Scripture mentions three times Jesus wept. In John 11:35, he wept amid the grieving of family and loved ones for his deceased friend, Lazarus. The agony Jesus faced in the Garden of Gethsemane led him to offer “prayers and appeals with loud cries and tears” (Heb. 5:7). As Jesus approached Jerusalem in Luke 19, he was filled with compassion and wept for its people. He knew the difficult times ahead for them, which brought him to tears.


We cry in response to many circumstances. We may do so when hurt physically or emotionally, when troubles disrupt our lives and dash our hopes, and when loved ones pass from this life to the next. Tears may even flow because of touching stories, acts of kindness, and advertising that tugs at our hearts.


Crying is part of being the emotional creatures God designed us to be. It is not a sign of weakness – nothing to hide from others or feel shame concerning.
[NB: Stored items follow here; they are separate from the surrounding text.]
PR #1939, opened 2025-12-11
add support for repo_data parameter in registration_command module

### LINKED ISSUE #1938: Add support for the 'repo_data' parameter in the 'registration_command' module
##### SUMMARY
The Foreman API has introduced the 'repo_data' parameter for [registration commands](https://apidocs.theforeman.org/foreman/latest/apidoc/v2/registration_commands/create.html). This parameter replaces the deprecated 'repo' and 'repo_gpg_key_url' parameters, and allows for multiple repository configurations in a single registration. This provides more flexibility and convenience.

However, the Ansible module `theforeman.foreman.registration_command` currently does not support the 'repo_data' parameter.

##### ISSUE TYPE
 - Feature Idea

Andrewich:
Add repo_data parameter support to registration_command module

- Added repo_data parameter as a list of dictionaries
- Updated documentation with deprecation notices

Fixes #1938

### DIFF
--- a/plugins/modules/registration_command.py
+++ b/plugins/modules/registration_command.py
@@ -204,7 +204,7 @@ def main():
             repo_gpg_key_url=dict(type='str', no_log=False),
             repo_data=dict(type='list', elements='dict', options=dict(
                 repo=dict(type='str', required=True),
-                repo_gpg_key_url=dict(type='str'),
+                repo_gpg_key_url=dict(type='str', no_log=False),
             )),
             remote_execution_interface=dict(type='str'),
             setup_remote_execution_pull=dict(type='bool'),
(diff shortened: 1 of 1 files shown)


plugins/modules/registration_command.py
```diff
@@ -89,13 +89,33 @@
   repo:
     description:
     - Repository URL (yum/dnf) or full sources.list entry (apt).
+    - "Deprecated: Use the I(repo_data) option instead."
```
evgeni: Should we note that it's deprecated since 3.11?

evgeni (approved):

plugins/modules/registration_command.py
Andrewich: I can just add a note to the description of the option: "This option was deprecated in version 3.11.0."
Is that okay?

evgeni: I'd do "Forman 3.11" so people are not confused with the version of the Ansible collection, but otherwise yeah that's what I meant!

Andrewich:
Done. Added a note that the 'repo' and 'repo_gg_key_url' parameters have been deprecated since Foreman version 3.11

PR #1941, opened 2025-12-12
Make verbosity configurable

shubhamsg199:
Add support for making the ansible verbosity configurable through environment variable.

### DIFF
--- a/tests/conftest.py
+++ b/tests/conftest.py
@@ -63,7 +63,7 @@ def run_playbook(module, extra_vars=None, limit=None, inventory=None, check_mode
     if inventory is None:
         inventory = os.path.join(os.getcwd(), 'tests', 'inventory', 'hosts')
     kwargs['inventory'] = inventory
-    kwargs['verbosity'] = 4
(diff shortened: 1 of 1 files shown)


tests/conftest.py
```diff
@@ -63,7 +63,7 @@ def run_playbook(module, extra_vars=None, limit=None, inventory=None, check_mode
     if inventory is None:
         inventory = os.path.join(os.getcwd(), 'tests', 'inventory', 'hosts')
     kwargs['inventory'] = inventory
-    kwargs['verbosity'] = 4
+    kwargs['verbosity'] = int(os.environ.get('FAM_ANSIBLE_VERBOSITY', 4))
```
evgeni:
```suggestion
    kwargs['verbosity'] = int(os.environ.get('FAM_TEST_ANSIBLE_VERBOSITY', 4))
```

evgeni (changes requested):
ACK pending that one variable name change

tests/conftest.py
shubhamsg199: Updated

evgeni (approved):

PR #1943, opened 2025-12-14
Replace pkg_resources with importlib.metadata

Gauravtalreja1:
While running tests, we're seeing a following warning for pkg_resources deprecation, which will be removed soon, so replacing pkg_resources with importlib.metadata 
```
=========================================================== warnings summary ===========================================================
tests/conftest.py:5
  /Users/gtalreja/my_workspace/foreman-ansible-modules/tests/conftest.py:5: UserWarning: pkg_resources is deprecated as an API. See https://setuptools.pypa.io/en/latest/pkg_resources.html. The pkg_resources package is slated for removal as early as 2025-11-30. Refrain from using this package or pin to Setuptools<81.
    import pkg_resources

-- Docs: https://docs.pytest.org/en/stable/how-to/capture-warnings.html
========================================================== 1 warning in 0.02s ==========================================================
```

### DIFF
--- a/.github/workflows/main.yml
+++ b/.github/workflows/main.yml
@@ -113,6 +113,9 @@ jobs:
       - name: Install required collections for ansible 2.10
         run: ansible-galaxy collection install https://galaxy.ansible.com/api/v3/plugin/ansible/content/published/collections/artifacts/community-docker-2.7.12.tar.gz
         if: matrix.ansible == 'v2.10.4'
+      - name: Install importlib-metadata for python_version < '3.8'
+        run: pip install importlib-metadata
+        if: matrix.python in ['3.7', '3.8']
       - name: Run crud tests
         run: make test-crud
       - name: Run other tests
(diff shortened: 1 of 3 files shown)


tests/conftest.py
```diff
@@ -2,7 +2,7 @@
 import os
 
 import ansible_runner
-import pkg_resources
+from importlib.metadata import version, PackageNotFoundError
```
evgeni: When you use `importlib-metadata` backport package, you need to import from `importlib_metadata` instead, so:
```suggestion
try:
    from importlib.metadata import version, PackageNotFoundError
except ModuleNotFoundError:
    from importlib_metadata import version, PackageNotFoundError
```

.github/workflows/main.yml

We differ in what may bring us to tears and how often, but that is also a testimony to God’s creativity in how uniquely he made us.


Unlike us, Jesus’ crying was primarily for others rather than himself. The pain of human death and sorrow in the Lazarus story perhaps brought tears because Jesus ached at sin’s consequences in our fallen world. As he entered Jerusalem days before his crucifixion, he mourned more for the coming woes of its citizens than for his imminent agony on the cross. What wondrous love Jesus showed.


It is not wrong to cry for ourselves or about matters impacting our lives, but do we shed tears for others as our compassionate Savior did?


Next Step:

Ask God for such a deep love for others that you more readily weep for them than yourself. Pray earnestly for someone lost or in need. Pray regularly as long as the need exists. Can you help meet the need?